In 1970, Bellevue Broadcasters acquired KTWD, a standalone FM station, for $25,000. The call letters were changed to KEZE on October 12, and the AM and FM became a simulcasting pair with an easy listening format.

Bellevue filed to sell the KEZE stations to separate buyers in 1977. The FM station was sold to Kaye-Smith Enterprises, owners of local AM outlet KJRB; the AM station was sold to the Great American Radio Company, led by Brent Larson and Rune Goranson, for $175,000. The sale process was held up by an objection made by a former KJRB employee to the sale of the stations to Kaye-Smith and renewals of that firm's existing radio outlets in the region; the Federal Communications Commission approved the sales and most of the renewals in May 1979. The FM station retained the KEZE calls, so 1380 AM became KCKO.

While the sale application was pending, Great American Radio filed to move the station to a site at 44th and Havana streets—later changed to 29th and Havana—and change the city of license to Millwood, in order to initiate nighttime service with 2,500 watts. This was approved in December 1979. The station cycled through three formats in three years, including adult contemporary, oldies, and gospel music. Meanwhile, the station received several extensions on its Millwood construction permit.

In March 1982, the Spokesman-Review reported that KCKO was in the process of being sold to a group of West Coast investors that would flip the station to an all-news format, competing with KSPO (1230 AM)—Spokane's established news outlet—in conjunction with the activation of the Millwood transmitter facility. The sale failed to materialize, but a format change did, as the station began broadcasting Christian programming and using the new Millwood site. Said site, however, proved itself a technical boondoggle. In September, an FCC field engineer from Seattle cited KCKO for 17 technical violations; meanwhile, the county and local residents were alarmed that the three energized towers at the site were not protected by fences, leading to potential risks were someone to touch the towers. The county ordered KCKO to put up fencing pursuant to the terms of its special zoning permit, and it was installed within several days.

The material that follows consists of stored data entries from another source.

Issue #119, opened 2015-04-07
Create simple MAFFT command line entry point


dpark01:
In interhost.py, create a new command called "align_mafft".  It should take one or more input fasta files and produce one output fasta alignment file.  You may expose some of MAFFT's optional parameters via argparse.  Some of the ones that we will likely use include: --localpair --maxiterate --reorder --ep --preservecase and --thread.

Depends on #118

tomkinsc:
Addressed in #120

Issue #118, opened 2015-04-07
Toolify MAFFT


dpark01:
Create new Tool subclass for the MAFFT multi-aligner, available here: http://mafft.cbrc.jp/alignment/software/

MAFFT has precompiled MacOSX and Linux binaries, as well as source.  Try the Linux "portable package" version (not the RPM or DEB version) and the Mac "all-in-one" version (basically, don't ever assume you have root privs).  If the Linux binary succeeds on Travis as well as Broad CentOS (copper, tin, nickel) and Broad RHEL (gold, silver), then we're all set and feel free to skip the source-compile installer.  Otherwise, you might need to implement a compile-from-source step.

The MUSCLE tool has an example of a two-installer approach depending on the OS.  If the OS is Linux or Darwin x86, two install methods are appended: the first downloads the precompiled binary, the second downloads and unpacks the source and calls make.  If the OS is not one of those two known ones, then only the source installer is appended.

nosetests -v test.unit.test_tools.TestToolsInstallation will tell you if your installer succeeded.  On your local Mac checkout, it may fail on some other tools (like m-vicuna and v-phaser2) unless you have a special build environment set up, but you can ignore those errors.

tomkinsc:
Addressed in #120

PR #120, opened 2015-04-08
Addition of MAFFT as argparse-accessible tool

tomkinsc:
Per issues #118 and #119: MAFFT has been added as an argparse-accessible tool to interhost.py.

The installation test [passes](https://travis-ci.org/broadinstitute/viral-ngs/builds/57679951), and the alignment has been tested for function manually on Max OSX 10.10, Ubuntu 14.04, and the Broad's RHEL and CentOS servers.

### DIFF
--- a/interhost.py
+++ b/interhost.py
@@ -13,7 +13,7 @@ try :
     from itertools import zip_longest
 except ImportError :
     from itertools import izip_longest as zip_longest
-import tools.muscle, tools.snpeff
+import tools.muscle, tools.snpeff, tools.mafft
 import util.cmd, util.file, util.vcf
 from collections import OrderedDict, Sequence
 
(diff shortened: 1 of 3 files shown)


dpark01:
looks great.  A few comments will follow.

interhost.py
```diff
@@ -204,6 +204,60 @@ def parser_snpEff(parser=argparse.ArgumentParser()):
...
+# =======================
+# ***  align_mafft  ***
+# =======================
+
+def parser_align_mafft(parser=argparse.ArgumentParser()):
+    parser.add_argument('inFastas', nargs='+',
+        help='Input FASTA files.')
+    parser.add_argument('outFile',
+        help='Output file containing alignment result (default format: FASTA)')
+    parser.add_argument('--localpair', default=None, action='store_true',
```
dpark01: --localpair and --globalpair can be a mutually exclusive group:
https://docs.python.org/3/library/argparse.html#mutual-exclusion
(this doesn't negate the need to check within the Tool.execute though, as you are already doing)

tools/mafft.py
```diff
@@ -0,0 +1,157 @@
...
+        inputFiles = []
+        for f in inFastas:
+            inputFiles.append(os.path.abspath(f))
+        outFile = os.path.abspath(outFile)
+
+        # if multiple fasta files are specified for input
+        if len(inputFiles)>1:
+            # combined specified input files into a single temp FASTA file so MAFFT can read them
+            tempFileSuffix = ""
+            for filePath in inputFiles:
```
dpark01: is this just gluing together all the filenames as part of the temp filename?

tools/mafft.py
```diff
@@ -0,0 +1,157 @@
...
+                tempFileSuffix += "__" + os.path.basename(filePath)
+            tempCombinedInputFile = util.file.mkstempfname('__combined.{}'.format(tempFileSuffix))
+            with open(tempCombinedInputFile, "wb") as outfile:
```
dpark01: any reason you're reading/writing binary files? (fasta files are text)

interhost.py
```diff
@@ -204,6 +204,60 @@ def parser_snpEff(parser=argparse.ArgumentParser()):
...
+    parser.add_argument('--gapOpeningPenalty', default=1.53,
+        help='Gap opening penalty (default: %(default)s).')
+    parser.add_argument('--ep',
+        help='Offset (works like gap extension penalty).')
+    parser.add_argument('--verbose', default=False, action='store_true',
+        help='Full output (default: %(default)s).')
+    parser.add_argument('--outputAsClustal', default=None, action='store_true',
+        help='Write output file in Clustal format rather than FASTA')
+    parser.add_argument('--maxiters', default = 0,
+        help='Maximum number of refinement iterations (default: %(default)s).')
```
dpark01: Is zero the actual default for MAFFT?  Maybe in the help string you should also note that activating localpair or globalpair will change the default to 1000, unless overridden here.

tools/mafft.py
```diff
@@ -0,0 +1,157 @@
...
+        # change the pwd, since the shell script that comes with mafft depends on the pwd
+        # being correct
+        pwdBeforeMafft = os.getcwd()
+        os.chdir(os.path.dirname(self.install_and_get_path()))
+
+        # build the MAFFT command
+        toolCmd = [self.install_and_get_path()]
+
+        toolCmd.append("--auto")
+        toolCmd.append("--thread {}".format( max( int(threads), 1 )) )
```
dpark01: according to MAFFT web site, a value of -1 is how to ask MAFFT to auto-detect the available cores, so we should probably allow a value of -1 (perhaps even default to it), but not allow a value of zero or other negative values.

dpark01:
I *think* I just told Coveralls to chill out if coverage decreases less than 1%, so we'll see what it does on the next commit.

interhost.py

Even then, the site's rocky terrain delayed the installation of grounding systems for two of the three towers, used for nighttime operation.

In January 1984, Larson filed to sell his majority stake in Great American Radio Corporation to minority owner Marketing Systems International, controlled by Roger Larson of Reno, Nevada. During this time, several music publishing companies sued the station for alleged copyright infringement. The Marketing Systems International sale evidently fell through, as Great American Radio Corporation then filed to sell the license for $15,000 and a $195,000 note to Communication Services International, owned by Gary C. Fornia of Utah.

KCKO signed off during mid-1985; in 1989, the FCC ordered the station to show cause why its license should not be revoked for the extended silence. Larson responded to the order, stating he believed the license had been canceled years prior and asking the commission to cancel it, which it did in an order dated April 25, 1989.